My dearest Emma;-
I have your letter of July 16 containing your gentle reproach for me because of my tardiness in writing. I wrote you a few minutes after reaching my dugout on the night of July 12. I was kept fairly well hustled up until that time. I am afraid though that it was some time before you received the letter if indeed it reached you at all.
You ask me why I did not give you a hint of what I was thinking – when I thought. I do not exactly get your meaning but I have thought of you every day since I first came to the war, and surely my dear girl you know I cared for you before I told you so. No, I am grieved to say my dear mother is not alive, and I think it was perfectly lovely of you to ask me about her. I have a brother older than myself and two sisters younger. Our father and mother both died within 10 days of each other many years ago. Margaret was 15 years of age at the time. Ever since the four of us have always maintained a strong family relationship although we have been much scattered most of the time. We are indeed I am afraid inclined to be “clannish”. My brother who has been married for years hardly ever lets a week go by without writing to me, and his wife has been a third sister. They have 3 children.

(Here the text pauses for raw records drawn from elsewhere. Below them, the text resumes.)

PR #58, opened 2018-09-12
Make terminal calls work with tools not on path

jrichter1:
- added ~/.vs-openshift directory to terminal's environment so the calls work even if it is not on path
 - made terminal cwd work
 - replaced some windows specific paths

### DIFF
--- a/src/windowUtils.ts
+++ b/src/windowUtils.ts
@@ -7,7 +7,8 @@ const toolsLocation = path.resolve(Platform.getUserHomePath(), '.vs-openshift');
 export function createTerminal(name: string, cwd: string, env: NodeJS.ProcessEnv = process.env): Terminal {
     let finalEnv: NodeJS.ProcessEnv = {};
     Object.assign(finalEnv, env);
-    finalEnv.PATH = `${toolsLocation}:${env.PATH}`;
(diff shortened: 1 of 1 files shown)


src/windowUtils.ts
```diff
@@ -1,5 +1,19 @@
...
+import { Platform } from './platform';
+
+const toolsLocation = path.resolve(Platform.getUserHomePath(), '.vs-openshift');
  
-export function createTerminal(name: string, cwd: string, env: NodeJS.ProcessEnv = process.env ): Terminal {
-    return window.createTerminal(name, process.platform === 'win32'? undefined : '/bin/bash');
+export function createTerminal(name: string, cwd: string, env: NodeJS.ProcessEnv = process.env): Terminal {
+    let finalEnv: NodeJS.ProcessEnv = {};
+    Object.assign(finalEnv, env);
+    finalEnv.PATH = `${toolsLocation}:${env.PATH}`;
```
dgolovin: It won't work on windows. 'PATH` should be `Path` at least in `finalEnv`

dgolovin: It won't work on windows. `PATH` should be `Path` at least in `finalEnv`

jrichter1: Right, also forgot the delimiter is different.

PR #75, opened 2018-09-18
Add jenkinsfile for builds/releases

jrichter1:
pipeline script for build -> stage -> release (if approved)

Needs a meaningful readme and complete metadata to fully function

### DIFF
--- a/Jenkinsfile
+++ b/Jenkinsfile
@@ -28,7 +28,7 @@ node('rhel7'){
 
 	stage('Package') {
         def packageJson = readJSON file: 'package.json'
-        sh "vsce package -o openshift-${packageJson.version}-${env.BUILD_NUMBER}.vsix"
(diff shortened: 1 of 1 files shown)


Jenkinsfile
```diff
@@ -0,0 +1,62 @@
...
+    		wrap([$class: 'Xvnc']) {
+    			sh "npm test --silent"
+    			junit 'report.xml'
+    		}
+        }
+	}
+
+	stage('Package') {
+        def packageJson = readJSON file: 'package.json'
+        sh "vsce package -o openshift-${packageJson.version}-${env.BUILD_NUMBER}.vsix"
```
mohitsuman: @jrichter1 Lets rename this vsix file as:
`openshift-${packageJson.version}-${env.BUILD_NUMBER}.vsix `

jrichter1: errr, that is the exact same string :)

mohitsuman: ahh, I updated that.

PR #91, opened 2018-09-20
add login to cluster

### LINKED ISSUE #79: Help user if nothing is listed and terminal tells you to log in
I tried listing the project in the resource tree, but it does not show anything. In the terminal I noticed the following output:

```
Please login to your server: 

oc login https://mycluster.mydomain.com
```
* To me things are not obvious enough. One stumbles upon this output while refreshing repeatedly and noticing things moving in the output then. 
* Furthermore one discovers that one has to install an additional tool, oc.
* Then things would be more user-friendly if "odo" would output the correct command (with correct url) right away instead of https://mycluster.mydomain.com

An idea that we discussed is to offer a "log in" cmd in the context menu.
Even more great would be if the tooling was doing that automatically and prompt the user to provide pw/token?

mohitsuman:
Fix #79 

screen shot 2018-09-20 at 6 03 37 am


src/extension.ts
```diff
@@ -228,6 +228,36 @@ export namespace Openshift {
...
+                            return 'Invalid username';
+                        }
+                    }});
+                    if (!username) { return; }
+                    let passwd  = await vscode.window.showInputBox({prompt: "Mention the password"});
+                    odo.execute(`oc login ${clusterIP} -u ${username} -p ${passwd}`).then(()=>{
+                        explorer.refresh();
+                    });
+                } else {
+                    // add logic to store token in settings and use it.
```
dgolovin: Just run `oc login ${clusterIP}  --token='${token}'` and it will be saved in ~/.kube/config.

src/extension.ts
```diff
@@ -228,6 +228,36 @@ export namespace Openshift {
     }
 
     export namespace Explorer {
+        export const login = async function loginCluster(odo: odoctl.Odo, explorer: explorerFactory.OpenShiftExplorer) {
+            if(await odo.requireLogin()) {
+                const clusterIP = await vscode.window.showInputBox({prompt: "Mention the IP address of the cluster", validateInput: (value:string) => {
```
dgolovin: It should be URL.

src/extension.ts
```diff
@@ -228,6 +228,36 @@ export namespace Openshift {
...
+                const loginMethod = await vscode.window.showQuickPick(['Credentials', 'Token'], {placeHolder: 'Do you want to login using'});
+                if(loginMethod === "Credentials") {
+                    let username = await vscode.window.showInputBox({prompt: "Mention the username", validateInput: (value:string) => {
+                        if (value.trim().length === 0) {
+                            return 'Invalid username';
+                        }
+                    }});
+                    if (!username) { return; }
+                    let passwd  = await vscode.window.showInputBox({prompt: "Mention the password"});
+                    odo.execute(`oc login ${clusterIP} -u ${username} -p ${passwd}`).then(()=>{
```
dgolovin: Do not forget to filter out password from odo output channel.

src/odo.ts
```diff
@@ -178,4 +179,12 @@ class OdoImpl implements Odo {
     public async execute(command: string, cwd?: string): Promise<CliExitData> {
         return this.cli.execute(command, cwd ? {cwd} : { });
     }
+
+    public async requireLogin(): Promise<boolean> {
+        const result: cliInstance.CliExitData = await this.cli.execute(
+            `odo version`, {}
+        );
+        // console.log(result.stdout.trim().split('\n')[1] === "Please log in to the cluster");
+        return result.stdout.trim().split('\n')[1] === "Please log in to the cluster";
```
dgolovin: use `result.stdout.indexOf("Please log in to the cluster") > -1` instead.

src/extension.ts
mohitsuman: Updated in the latest commit.

src/extension.ts
mohitsuman: Fixed.

src/extension.ts
mohitsuman: Currently it shows the command as it is passed. Need to figure out a way to hide that from channel or we can also remove the oc login from the channel. Do you recommend any other way for this ?

src/odo.ts
mohitsuman: Fixed.

PR #104, opened 2018-09-24
'Open Console' command for root node in OpenShift Explorer

sudhirverma:


package.json
```diff
@@ -33,6 +33,11 @@
         "title": "About",
         "category": "OpenShift"
       },
+      {
+        "command": "openshift.openshiftconsole",
```
mohitsuman: Use camelCase for the command. `openshiftConsole`

src/extension.ts
```diff
@@ -16,6 +16,11 @@ export namespace Openshift {
         const result:CliExitData = await odo.executeInTerminal(`odo version`, process.cwd());
     };
 
+    export const openshiftconsole = async function (odo: odoctl.Odo) {
```
mohitsuman: Make the camelCase here too.

mohitsuman:
@sudhirverma Where is the action to open in browser. You need to add the action as context menu to `Open in Dashboard`, so that user has a visual representation to open it.

package.json
```diff
@@ -352,6 +361,11 @@
           "when": "view == openshiftProjectExplorer && viewItem == component",
           "group": "c3@3"
         },
+        {
+          "command": "openshift.component.openshiftConsole",
+          "when": "view == openshiftProjectExplorer && viewItem == component",
```
dgolovin: Should be `viewItem == cluster`.

src/extension.ts
```diff
@@ -236,6 +236,11 @@ export namespace Openshift {
             const tls = checkTls ? "https://" : "http://";
             opn(`${tls}${hostName.stdout}`);
         };
+
+        export const openshiftConsole = async function (odo: odoctl.Odo) {
```
dgolovin: since it is called from context menu on cluster node, there should be `context` parameter in the function. 
context is OpenShiftObject instance, therefore you do not need to search for clusters, just do
`opn(context.getName());`

PR #113, opened 2018-09-25
OpenShift Project name validation

sudhirverma:


src/extension.ts
```diff
@@ -28,8 +28,17 @@ export namespace Openshift {
...
             const value  = await vscode.window.showInputBox({prompt: "Project name"});
-            await cli.execute(`odo project create ${value.trim()}`, {});
-            await explorer.refresh();
+            const characterRegex = /[a-z0-9]([-a-z0-9]*[a-z0-9])?/;
+            if(characterRegex.test(value)) {
+                if(value.length<=63) {
+                    await cli.execute(`odo project create ${value.trim()}`, {});
+                    await explorer.refresh();
+                } else {
+                    await vscode.window.showErrorMessage('Project name is to long');
```
mohitsuman: We need to use `too` instead of `to`. And we need to inform the user that the limit length for the project name is 63 characters.

Use this message: `Project name should be within 63 characters`.

src/extension.ts
```diff
@@ -28,8 +28,17 @@ export namespace Openshift {
...
+                }
+            } else {
+                await vscode.window.showErrorMessage('Project name should be alpha or alphe numerical');
```
mohitsuman: Why are 2 words alpha and alphe numerical used. It does not sound right.

Use this message: `Project name should be alphanumeric.`

jeffmaury:
I think the logic of validation should be extracted from this code and exposed as a class or method to be reused

dgolovin:
See how it is done here https://github.com/redhat-developer/vscode-openshift-tools/blob/master/src/extension.ts#L175 and read VSCode API doc here https://code.visualstudio.com/docs/extensionAPI/vscode-api#InputBoxOptions.

src/extension.ts
```diff
@@ -25,20 +25,30 @@ export namespace Openshift {
     }
 
     export namespace Project {
-        export const create = async function createProjectCmd(cli: cli.ICli, explorer: explorerFactory.OpenShiftExplorer) {
-            const projectName = await vscode.window.showInputBox({
+
+        export const projectNameValidation = async function projectName() {
+            const characterRegex = /[a-z0-9]([-a-z0-9]*[a-z0-9])?/;
+            const lengthofCharacterRegex = /^[0-9A-Za-z!@\.;:'"?-]{1,63}$/;
```
dgolovin: why not just `if (value.trim().length <= 63)`

src/extension.ts
```diff
@@ -25,20 +25,30 @@ export namespace Openshift {
...
+            return await vscode.window.showInputBox({
```
dgolovin: method is named `projectNameValidation` but it also request for input, that is not right. Create a method that gets a name as a parameter and returns ether `null` or error message. Then just assign that method to 'validateInput` field in input options.

mohitsuman:
@sudhirverma  Few pointers:
1. Please link the issue which the PR relates too. It is how it should be tracked.
2.  If we have 3 commits, have different commit message for each. Having a generic commit message does not help to understand the change.

PR #141, opened 2018-09-27
add logout navigation if user is logged in

### LINKED ISSUE #139: logout option should hide when user is not logged in cluster
Hide the logout option from cluster navigation actions if user is not logged in to cluster.

mohitsuman:
fix #139 

logout

### DIFF
--- a/package.json
+++ b/package.json
@@ -252,7 +252,7 @@
         },
         {
           "command": "openshift.explorer.logout",
-          "when": "view == openshiftProjectExplorer",
+          "when": "view == openshiftProjectExplorer && isLoggedIn",
           "group": "logout"
         },
         {
@@ -388,14 +388,14 @@
     "@types/js-yaml": "^3.11.2",
     "@types/mkdirp": "^0.5.2",
     "@types/mocha": "^5.2.5",
-    "@types/node": "^10.11.0",
+    "@types/node": "^10.11.2",
     "@types/request": "^2.47.1",
     "@types/shelljs": "^0.8.0",
     "@types/validator": "^9.4.2",
     "mocha": "^5.2.0",
     "mocha-jenkins-reporter": "^0.4.0",
     "tslint": "^5.11.0",
-    "typescript": "^3.0.3",
+    "typescript": "^3.1.1",
     "vscode": "^1.1.21"
   },
   "dependencies": {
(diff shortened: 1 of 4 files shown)


package.json
```diff
@@ -252,7 +252,7 @@
         },
         {
           "command": "openshift.explorer.logout",
-          "when": "view == openshiftProjectExplorer",
+          "when": "view == openshiftProjectExplorer && isLoggedIn",
```
dgolovin: should be `context == "isLoggedIn"` otherwise it does not work.

src/extension.ts
```diff
@@ -416,6 +416,7 @@ export namespace Openshift {
         const loginMessage = async (clusterURL, result, explorer)=> {
             if (result.stderr === "") {
                 explorer.refresh();
+                vscode.commands.executeCommand('setContext', 'isLoggedIn', true);
```
dgolovin: You set context only when you login/logout commands executed, but you are forgetting about initial state, right after extension activation.

src/cli.ts
```diff
@@ -127,7 +127,7 @@ async function getToolLocation(cmd): Promise<string> {
         } catch (error) {
             const response = await vscode.window.showInformationMessage(
                 `Cannot find ${tools[cmd].description}.`, 'Download and install', 'Help', 'Cancel');
-            if(response === 'Download and install') {
+            if (response === 'Download and install') {
```
dgolovin: Please do not mix fix with formatting changes.

mohitsuman: sure. will keep this in mind :)

package.json
mohitsuman: It works without setting the context word. Let me see if I can add a gif for it.

src/extension.ts
mohitsuman: I have added the initial state scenario too in this:
https://github.com/redhat-developer/vscode-openshift-tools/pull/141/files#diff-f8d556788b6298850280fcb4c474b5e2R168

package.json
mohitsuman: @dgolovin Updated the description with the gif.

src/extension.ts
```diff
@@ -429,6 +430,7 @@ export namespace Openshift {
                     if (result.stderr === "") {
                         explorer.refresh();
                         const logoutInfo = await vscode.window.showInformationMessage(`Successfully logged out. Do you want to login to a new cluster`, 'Yes', 'No');
+                        vscode.commands.executeCommand('setContext', 'isLoggedIn', false);
```
jrichter1: Just a minor nitpick - please put this line before the info message so the log out option disappears along with the cluster.

mohitsuman: Fixed this.

PR #205, opened 2018-10-05
Added "New Project" action to the cluster node

### LINKED ISSUE #159: Add "New Project" action to the cluster node
Rather than going to more actions -> new project, users should be able to create projects from context menu on the cluster node.

sudhirverma:
Fix #159

### DIFF
--- a/package.json
+++ b/package.json
@@ -218,6 +218,10 @@
           "when": "view == openshiftProjectExplorer"
         },
         {
+          "command": "openshift.project.create",
+          "when": "view == openshiftProjectExplorer"
+        },
+        {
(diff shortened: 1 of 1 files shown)


package.json
```diff
@@ -291,10 +295,35 @@
         }
       ],
       "view/item/context": [
+        {
+          "command": "openshift.project.create",
```
dgolovin: Lets remove them from view/title commands and keep 'isLoggedIn' condition.

dgolovin: Lets leave only Login and Refresh command  in view's command bar.

PR #257, opened 2018-10-22
Unit test for extension.ts file

sudhirverma:
Issue #258

### DIFF
--- a/package.json
+++ b/package.json
@@ -436,7 +436,8 @@
     "sinon": "^7.0.0",
     "tslint": "^5.11.0",
     "typescript": "^3.1.1",
-    "vscode": "^1.1.21"
+    "vscode": "^1.1.21",
+    "sinon-chai": "^3.2.0"
   },
   "dependencies": {
     "byline": "^5.0.0",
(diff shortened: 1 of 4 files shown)


test/extension.test.ts
```diff
@@ -8,20 +8,91 @@
...
+
+    test('should activate extension', async () => {
+        const registerTreeDataProviderStub = sandbox.stub(vscode.window, 'registerTreeDataProvider');
+        await activate(context);
+        expect(registerTreeDataProviderStub).calledOnce;
+	});
+    test('should register all server commands', async () => {
+        return await vscode.commands.getCommands(true).then((commands) => {
+            const SERVER_COMMANDS = [
+                'openshift.about',
```
dgolovin: Would be good to read this from package.json file rather than hard coding it in test itself. This way we can avoid hurdle to update test every time we create new command.

package.json
```diff
@@ -445,6 +446,8 @@
     "opn": "^5.4.0",
     "request-progress": "^3.0.0",
     "shelljs": "^0.8.2",
+    "sinon": "^7.0.0",
+    "sinon-chai": "^3.2.0",
```
jrichter1: Please put testing related libraries into devDependencies

sudhirverma: @jrichter1 done

Issue #190, opened 2018-10-03
Clean up the code and test it


jrichter1:
Review the code, make some files less of a mess, use classes where possible, test them, profit.

dgolovin:
@jrichter1 @mohitsuman Lets open specific issues, like 'Move openshift commands out of extension.ts', 'Add unit tests for openshift explorer' and etc rather than 'Lets make everything perfect'.

jrichter1:
Or you can do that on PR level an just link them here.

mohitsuman:
@jrichter1 the PR should be linked to issues, that would be best way to proceed.

PR #260, opened 2018-10-24
Split commands into smaller logical blocks

jrichter1:
The single command file was broken into smaller pieces:
 - one class per openshift structure (project, application, service, etc.)
 - made resources like cli, explorer and odo singletons
 - moved reference to resources from method signature to static fields
 - moved info and error messages from individual commands to the code that calls them
   - methods return statuses as string
   - errors are handled through promise rejection / try-catch

The logic itself has not been changed.


jrichter1:
Part 1 of #190

sudhirverma:
@jrichter1 please resolve conflicts

PR #266, opened 2018-10-29
Move utility functions into util/ classes

jrichter1:
moving utilities into classes under src/util/
part 2 of #190


mohitsuman:
LGTM. +1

We don’t know much about each other’s family relationships do we? But I know that you are a good lovely girl with a keen sense of humour. Did you ever think what a terrible thing it would be for two people, neither with the sense of humour, to live together? Small jolts would de detonated into mine explosions. As for myself – a few unimportant particulars. I was born in Peterborough County, Ont. on the twenty first day of December 1879 A.D. So you see I am no longer in the first flush of youth. During the past few years indeed I have been alarmed and discouraged at the speed with which the old gentleman with the scythe has been tearing down the road. So far as I know, apart from the hazards of my present occupation, I am a first class risk for a life insurance company, I have never served a term in prison, and my religious belief is very unorthodox. And lastly as I think I warned you I do not belong to the class of predatory rich.
We got our gramophone going yesterday but before it came the Colonel went off to take temporary charge of the brigade and he did not get a chance to hear “When Irish Eyes are Smiling”. I hope you are enjoying your ankle’s recovery. It was a most lucky sprain that, for me. Had it not happened you probably could not have come up to London while I was there and I noticed that the cars at Liphook have no tops on them. Be careful of the Tb cases when you get back.
We are going back to do another tour in the line shortly. Write as often as you conveniently can. Have you a small sized photo of yourself that you could send me? I still have the other one and look at it every day. Certainly write to Mr Grant; why should you give up your friends?